**AIM OF THE TASK:** When you have read the listing, copy all of it without any change.

**SOURCE DATA:**
PR #10709, opened 2021-07-28
Generalize base64 command usage in docs

jkirschner-hashicorp:
The base64 CLI utility has two different short flag arguments for decode depending on the platform: [-D](https://www.unix.com/man-page/osx/1/base64/) and [-d](https://linux.die.net/man/1/base64).

Previously, the docs used the -D flag exclusively with the base64 utility. Luckily, the long form of the flag is the same across platforms: --decode.

All uses of the base64 -D flag have been replaced with --decode. Said uses were identified with grep:
image


blake (approved):
LGTM!

hc-github-team-consul-core:

To retroactively trigger a backport after merging, add backport labels and re-run https://circleci.com/gh/hashicorp/consul/417579.

PR #10716, opened 2021-07-28
Remove issue-labeler github workflow

dnephin:
It has been failing every time, ex: https://github.com/hashicorp/consul/runs/3186335298?check_suite_focus=true

I guess the problem is that the config uses `@v2` and maybe it needs to be `@v2.0`. It has been failing since it was added in 9fd352a821377f42ab5650ea0b2ed0bc89fa436d.

From the deleted config, we can see that all this does is set the `crash` label when it sees `panic:`. I think we can probably do without that.


freddygv (approved):

hc-github-team-consul-core:

To retroactively trigger a backport after merging, add backport labels and re-run https://circleci.com/gh/hashicorp/consul/418071.

PR #10735, opened 2021-07-30
ui: Add copy button for Secret ID in Tokens list page

kaxcode:
### ✨  Description:
Adds a copy button to each composite row in tokens list page, if Secret ID returns an actual ID.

**EXERCISE SOLUTION:**
PR #10709, opened 2021-07-28
Generalize base64 command usage in docs

jkirschner-hashicorp:
The base64 CLI utility has two different short flag arguments for decode depending on the platform: [-D](https://www.unix.com/man-page/osx/1/base64/) and [-d](https://linux.die.net/man/1/base64).

Previously, the docs used the -D flag exclusively with the base64 utility. Luckily, the long form of the flag is the same across platforms: --decode.

All uses of the base64 -D flag have been replaced with --decode. Said uses were identified with grep:
image


blake (approved):
LGTM!

hc-github-team-consul-core:

To retroactively trigger a backport after merging, add backport labels and re-run https://circleci.com/gh/hashicorp/consul/417579.

PR #10716, opened 2021-07-28
Remove issue-labeler github workflow

dnephin:
It has been failing every time, ex: https://github.com/hashicorp/consul/runs/3186335298?check_suite_focus=true

I guess the problem is that the config uses `@v2` and maybe it needs to be `@v2.0`. It has been failing since it was added in 9fd352a821377f42ab5650ea0b2ed0bc89fa436d.

From the deleted config, we can see that all this does is set the `crash` label when it sees `panic:`. I think we can probably do without that.


freddygv (approved):

hc-github-team-consul-core:

To retroactively trigger a backport after merging, add backport labels and re-run https://circleci.com/gh/hashicorp/consul/418071.

PR #10735, opened 2021-07-30
ui: Add copy button for Secret ID in Tokens list page

kaxcode:
### ✨  Description:
Adds a copy button to each composite row in tokens list page, if Secret ID returns an actual ID.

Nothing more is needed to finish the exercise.